OpenAI says SWE-bench Verified is broken—most tasks reject correct solutions
OpenAI is calling for the retirement of SWE-bench Verified, the widely-used AI coding benchmark, claiming most tasks are flawed enough to reject correct solutions. The company argues that leading AI models have likely seen the answers during training, meaning benchmark scores measure memorization rather than genuine coding ability.
OpenAI has declared SWE-bench Verified—one of the most prominent benchmarks for measuring AI coding ability—fundamentally broken and unsuitable for continued use.
The company claims the benchmark has two critical failures: most tasks contain flaws that cause them to reject solutions that are actually correct, and leading AI models have likely encountered the benchmark data during training, making scores reflect memorization rather than real coding capability.
The Problem
SWE-bench Verified has been the standard metric for evaluating AI coding systems, with major labs competing to achieve higher scores. The benchmark consists of real GitHub issues paired with their fixes, designed to test whether models can solve actual software engineering problems.
OpenAI's critique centers on two dimensions:
Task Quality: A substantial portion of benchmark tasks contain errors in how they validate solutions. This means correct code gets marked as wrong, inflating difficulty metrics and making performance comparisons meaningless.
Data Contamination: Leading models have likely encountered SWE-bench tasks or similar data during their training phases.

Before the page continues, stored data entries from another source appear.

PR #219, opened 2018-03-05
tag tests and add links to best practices

dhodovsk:
- Moved `fedora` and `rhel` tags from `DockerLabelsTests` to its test methods, to specify which label relates to which distro. 
 - Added links with test subject explanations

This is just quickly glued patch and the code should be improved in the future e.g by:
 - Refer to guidelines related to tested distro - when the tag is rhel do not refer to fedoraproject.org, but to the right guidelines in rhel or whatever relevant
 - Store links in separate place and add healthchecks to CI.

### DIFF
--- a/moduleframework/tests/static/dockerfile_lint.py
+++ b/moduleframework/tests/static/dockerfile_lint.py
@@ -22,16 +22,16 @@ class DockerInstructionsTests(module_framework.AvocadoTest):
             self.cancel("Dockerfile was not found")
 
     def test_from_is_first_directive(self):
-        self.assertTrue(self.dp.check_from_is_first(), msg="FROM instruction is not first.")
+        self.assertTrue(self.dp.check_from_is_first(), msg="FROM instruction is not first.\n\tMore info: https://docs.docker.com/engine/reference/builder/#from")
 
     def test_from_directive_is_valid(self):
-        self.assertTrue(self.dp.check_from_directive_is_valid(), msg="FROM instruction is not valid.")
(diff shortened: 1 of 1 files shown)


moduleframework/tests/static/dockerfile_lint.py
```diff
@@ -57,34 +57,75 @@ def _test_for_env_and_label(self, docker_env, docker_label, env=True):
...
+        :avocado: tags=fedora
+        """
+        self.assertTrue(self.dp.get_specific_label("maintainer"),
+                        msg=self._get_msg("Label maintainer",
+                                          reference='https://fedoraproject.org/wiki/Container:Guidelines#LABELS'))
 
     def test_release_label_exists(self):
-        self.assertTrue(self.dp.get_specific_label("release"), msg=self._get_msg("Label release"))
+        """
+        :avocado: tags=rhel,fedora
```
phracek: rhel is not needed. It is automatically generated by OSBS. I would prefer to remove it completely.

moduleframework/tests/static/dockerfile_lint.py
```diff
@@ -57,34 +57,75 @@ def _test_for_env_and_label(self, docker_env, docker_label, env=True):
             label_found = self.dp.get_specific_label(docker_label)
         return label_found
 
-    def _get_msg(self, label):
-        return label + " is missing in Dockerfile."
+    def _get_msg(self, label, reference=None):
+        msg = label + " is missing in Dockerfile."
+        if reference:
+            msg = msg + '\n\tMore info: ' +reference
```
phracek: Just space between `+` and reference.

phracek:
Just small fixes. Otherwise LGTM.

This converts what should measure problem-solving ability into a measure of how well models retained training data.
Broader Implications
The critique raises questions about how the AI field validates progress in code generation. If the most widely-cited benchmark is compromised, then claimed improvements across multiple models may not reflect genuine capability gains.

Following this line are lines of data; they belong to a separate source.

PR #224, opened 2018-03-09
before run avocado, list tests and find if there are some bad tests

jscotka:
example output:
```
mtf -l --url=fedora a c vs ds sd  /root
MTF config dir exists, search for /usr/share/moduleframework/mtf.conf.d/*.yaml
MTF config load: /usr/share/moduleframework/mtf.conf.d/mtf.yaml

ERROR: There are bad tests:
-------------
a: File not found ('a'; '/usr/share/avocado/tests/a')
c: File not found ('c'; '/usr/share/avocado/tests/c')
vs: File not found ('vs'; '/usr/share/avocado/tests/vs')
ds: File not found ('ds'; '/usr/share/avocado/tests/ds')
sd: Is a broken symlink
/root: Is not readable
```
ls output:
```
ls  a c vs ds sd  /root
ls: cannot access 'a': No such file or directory
ls: cannot access 'c': No such file or directory
ls: cannot access 'vs': No such file or directory
ls: cannot access 'ds': No such file or directory
sd

ls: cannot open directory '/root': Permission denied
```

### DIFF
--- a/moduleframework/mtf_scheduler.py
+++ b/moduleframework/mtf_scheduler.py
@@ -258,18 +258,16 @@ class AvocadoStart(object):
         # remove header line and remove last lines with is test types summary
         testlines = []
         for line in output.split("\n"):
-            if line.startswith(prefix_line) or not line.strip():
+            testline = line.strip()
+            if testline.startswith(prefix_line) or not testline:
                 continue
-            elif line.startswith(summary_line):
+            elif testline.startswith(summary_line):
                 break
             else:
-                testlines.append(line.strip())
-        for testline in testlines:
-            splitted = testline.split(" ", 1)
-            if splitted[0] in badstates:
-                badtests.append(splitted[1].strip())
+                splitted = testline.split(" ", 1)
+                if splitted[0] in badstates:
+                    badtests.append(splitted[1].strip())
         if badtests:
-
             core.print_info("", "ERROR: There are bad tests:", "-------------")
             core.print_info(*badtests)
             exit(19)
--- a/moduleframework/mtf_scheduler.py
+++ b/moduleframework/mtf_scheduler.py
@@ -197,7 +197,15 @@ class AvocadoStart(object):
     json_tmppath = None
     additionalAvocadoArg = []
     AVOCADO = "avocado"
-
+    A_KNOWN_PARAMS_SIMPLE=["-s", "-z", "-v", "-V",
+                           "--silent",
+                           "--show-job-log",
+                           "--replay-resume",
+                           "--filter-by-tags-include-empty",
+                           "--archive",
+                           "--journal",
+                           "--"
+                           ]
     def __init__(self, args, unknown):
         # choose between TESTS and ADDITIONAL ENVIRONMENT from options
         if args.linter:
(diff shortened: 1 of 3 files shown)


moduleframework/mtf_scheduler.py
```diff
@@ -209,16 +217,27 @@ def __init__(self, args, unknown):
...
         self.args = args
 
-        for param in unknown:
-            # take care of this, see tags for safe/unsafe:
-            # http://avocado-framework.readthedocs.io/en/52.0/WritingTests.html#categorizing-tests
-            testlist = glob.glob(param)
-            if testlist:
-                # this is list of tests in local file
+        # parse unknow options and try to find what parameter is test
+        while unknown:
```
phracek: Why not used argparse?

moduleframework/mtf_scheduler.py
```diff
@@ -229,21 +248,40 @@ def __init__(self, args, unknown):
         core.print_debug("additionalAvocadoArg = {0}".format(
             self.additionalAvocadoArg))
 
+    def check_tests(self):
+        output = subprocess.check_output([self.AVOCADO, "list", "-V", "--"] + self.tests)
+        assert "TEST TYPES SUMMARY" in output
+        badstates = ["NOT_A_TEST", "MISSING", "ACCESS_DENIED", "BROKEN_SYMLINK"]
+        badtests = []
+        # remove fist line, it is header, and remove last 11 lines, what is test summary
+        for testline in output.split("\n")[1:-11]:
```
phracek: avocado does not have something like `--no-header`. This looks like to me as RFE to avocado. What are last 11 lines?

moduleframework/mtf_scheduler.py
```diff
@@ -229,21 +248,40 @@ def __init__(self, args, unknown):
...
+        """
+
+        :param action: what avocado action to run: run, list, ...
+        :param avocado_default_args: list avocado additional argument
+        :return: return code of executed avocado command
+        """
         rc=0
         try:
-            subprocess.check_call(avocadoAction + self.additionalAvocadoArg + self.tests)
+            subprocess.check_call([self.AVOCADO, action] + avocado_default_args + self.additionalAvocadoArg + self.tests)
```
phracek: Can you use os.path.join? I would rewrite it to more pythonic style.

moduleframework/mtf_scheduler.py
jscotka: this behaviour was not change and it have sense to pass all unknown params to  avocado in case not known, like (--show-job-log) then it is possible to use mtf --show-job-log instread of create own param with same name and pass them to avocado.
create full argparser for each avocado param does not make sense. it is too complicated and avocado has plugin structure

moduleframework/mtf_scheduler.py
jscotka: this is avocado output (11 lines are this summary, it is mentioned  in comment "and remove last 11 lines, what is test summary")
```
$ avocado list -V a b c
Type       Test                                                  Tag(s)
NOT_A_TEST a: File not found ('a'; '/usr/share/avocado/tests/a') 
NOT_A_TEST b: File not found ('b'; '/usr/share/avocado/tests/b') 
NOT_A_TEST c: File not found ('c'; '/usr/share/avocado/tests/c') 

TEST TYPES SUMMARY
==================
ACCESS_DENIED: 0
BROKEN_SYMLINK: 0
EXTERNAL: 0
INSTRUMENTED: 0
MISSING: 0
NOT_A_TEST: 3
PYUNITTEST: 0
SIMPLE: 0
```

moduleframework/mtf_scheduler.py
jscotka: @phracek where to use ``os.path.join`` ?
I can rewrite it to some more python way, but I have not idea what is better?
``check_call`` uses ``dict`` as command, so I'm creating dict there with all command params

moduleframework/mtf_scheduler.py
phracek: And what if output is changed? We have to think about it for long time. I would prefer to discuss it with avocado team to provide computer readable format. E.g. JSON or YAML.

moduleframework/mtf_scheduler.py
```diff
@@ -229,21 +248,50 @@ def __init__(self, args, unknown):
...
+        # remove header line and remove last lines with is test types summary
+        testlines = []
+        for line in output.split("\n"):
+            if line.startswith(prefix_line) or not line.strip():
+                continue
+            elif line.startswith(summary_line):
+                break
+            else:
+                testlines.append(line.strip())
+        for testline in testlines:
```
phracek: This can be done inside `for line in output.split("\n")` cycle. New cycle is not needed.

jscotka: makes sense, thanks.

moduleframework/mtf_scheduler.py
```diff
@@ -209,16 +217,27 @@ def __init__(self, args, unknown):
...
 
-        for param in unknown:
-            # take care of this, see tags for safe/unsafe:
-            # http://avocado-framework.readthedocs.io/en/52.0/WritingTests.html#categorizing-tests
-            testlist = glob.glob(param)
-            if testlist:
-                # this is list of tests in local file
+        # parse unknow options and try to find what parameter is test
+        while unknown:
+            if unknown[0] in self.A_KNOWN_PARAMS_SIMPLE:
```
phracek: What is `unknown [0]`. I miss a documentation which will explain it.

phracek: This is '-' in self.A_KNOWN_PARAMS_SIMPLE which is always true.

jscotka: I didn't changed this, ``unknow`` variable were in previous version. I've just little bit chaged logic how to split arguments of avocado and what are tests.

This announcement follows a pattern where OpenAI has been more critical of benchmarking as a metric. The company has previously questioned whether traditional benchmarks capture real-world usefulness, particularly for reasoning and coding tasks where edge cases matter more than aggregate scores.

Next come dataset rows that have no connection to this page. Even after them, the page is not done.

PR #225, opened 2018-03-12
Fixes #220: If COPY or ADD not present, then True

### LINKED ISSUE #220: add/copy checks fail if the instructions are not present in a dockerfile
```
TEST FAIL:  /usr/lib/python2.7/site-packages/moduleframework/tests/static/dockerfile_lint.py:DockerInstructionsTests.test_copy_files_exist
     reason -> Some files in the COPY or ADD instruction do not exist.
     /home/zdravomil/avocado/job-results/job-2018-03-07T05.35-34c11fb/test-results/05-_usr_lib_python2.7_site-packages_moduleframework_tests_static_dockerfile_lint.py:DockerInstructionsTests.test_copy_files_exist/debug.log
```

The check fails even though there are no such instructions present in the dockerfile.

(I omitted internal info)

```
FROM rhel7:...

LABEL description="Red Hat OpenStack Platform..."
LABEL batch="..."
LABEL version-release="..."
LABEL io.openshift.tags="rhosp osp openstack..."
LABEL summary="Red Hat OpenStack Platform..."
LABEL io.k8s.display-name="Red Hat OpenStack Platform..."
LABEL com.redhat.component="openstack-kuryr-controller-docker"
LABEL name="rhosp.../openstack-kuryr-controller"
LABEL version="..."
LABEL architecture="x86_64"

RUN yum install -y ...

USER ...
ENTRYPOINT [ "/usr/bin/..." ]
```

phracek:

This issue fixes problem if COPY or ADD does not exists in Dockerfile.
For this case return has to be PASS of course.

### DIFF
--- a/moduleframework/dockerlinter.py
+++ b/moduleframework/dockerlinter.py
@@ -286,12 +286,15 @@ class DockerfileLinter(object):
         dir_name = os.getcwd()
         files = self._get_copy_add_files(os.path.dirname(self.dockerfile))
         f_exists = False
-        for f in files:
-            if f.startswith('http'):
-                f_exists = True
-                continue
-            if os.path.exists(os.path.join(dir_name, f)):
-                f_exists = True
-            else:
-                core.print_info("The file %s does not exist." % f)
+        if not files:
+            f_exists = True
+        else:
+            for f in files:
+                if f.startswith('http'):
+                    f_exists = True
+                    continue
+                if os.path.exists(os.path.join(dir_name, f)):
+                    f_exists = True
+                else:
+                    core.print_info("The file %s does not exist." % f)
         return f_exists
--- a/moduleframework/dockerlinter.py
+++ b/moduleframework/dockerlinter.py
@@ -286,6 +286,7 @@ class DockerfileLinter(object):
         dir_name = os.getcwd()
         files = self._get_copy_add_files(os.path.dirname(self.dockerfile))
         f_exists = False
+        missing_files = False
         if not files:
             f_exists = True
         else:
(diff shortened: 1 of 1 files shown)


moduleframework/dockerlinter.py
```diff
@@ -286,6 +286,9 @@ def check_copy_files_exist(self):
         dir_name = os.getcwd()
         files = self._get_copy_add_files(os.path.dirname(self.dockerfile))
         f_exists = False
+        if not files:
+            f_exists = True
+            return f_exists
```
jscotka: I suggest:
to use there ``return True`` or maybe better will be to have there something like:
```
if not files:
    f_exists = True
else:
    for f in files:
        if f.startswith('http'):
    ...
return  f_exists
```

moduleframework/dockerlinter.py
```diff
@@ -286,12 +286,15 @@ def check_copy_files_exist(self):
...
+            f_exists = True
+        else:
+            for f in files:
+                if f.startswith('http'):
+                    f_exists = True
+                    continue
+                if os.path.exists(os.path.join(dir_name, f)):
+                    f_exists = True
+                else:
+                    core.print_info("The file %s does not exist." % f)
```
TomasTomecek: I would expect `f_exists = False` here and would not even override it: if any file is missing then the check should fail.

moduleframework/dockerlinter.py
```diff
@@ -286,12 +286,20 @@ def check_copy_files_exist(self):
...
-            if f.startswith('http'):
-                f_exists = True
-                continue
-            if os.path.exists(os.path.join(dir_name, f)):
-                f_exists = True
-            else:
-                core.print_info("The file %s does not exist." % f)
-        return f_exists
+        missing_files = False
+        if not files:
```
TomasTomecek: to me, this code block is still way too complicated; but it's good enough from my PoV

The issue also affects the entire competitive landscape. If models have been overfitted to SWE-bench Verified through training data exposure, then their rankings don't accurately represent which systems actually perform better on novel coding problems.
What This Means
OpenAI's call to retire SWE-bench Verified signals that the AI community needs better evaluation frameworks for coding tasks. Rather than relying on static benchmarks vulnerable to contamination and task-design errors, the field likely needs dynamic benchmarks, real-time problem sets, or evaluation methods that reduce data leakage during training.
For practitioners and researchers, this is a reminder that high benchmark scores don't guarantee real-world performance—particularly when the benchmark itself has known flaws and potential data contamination issues.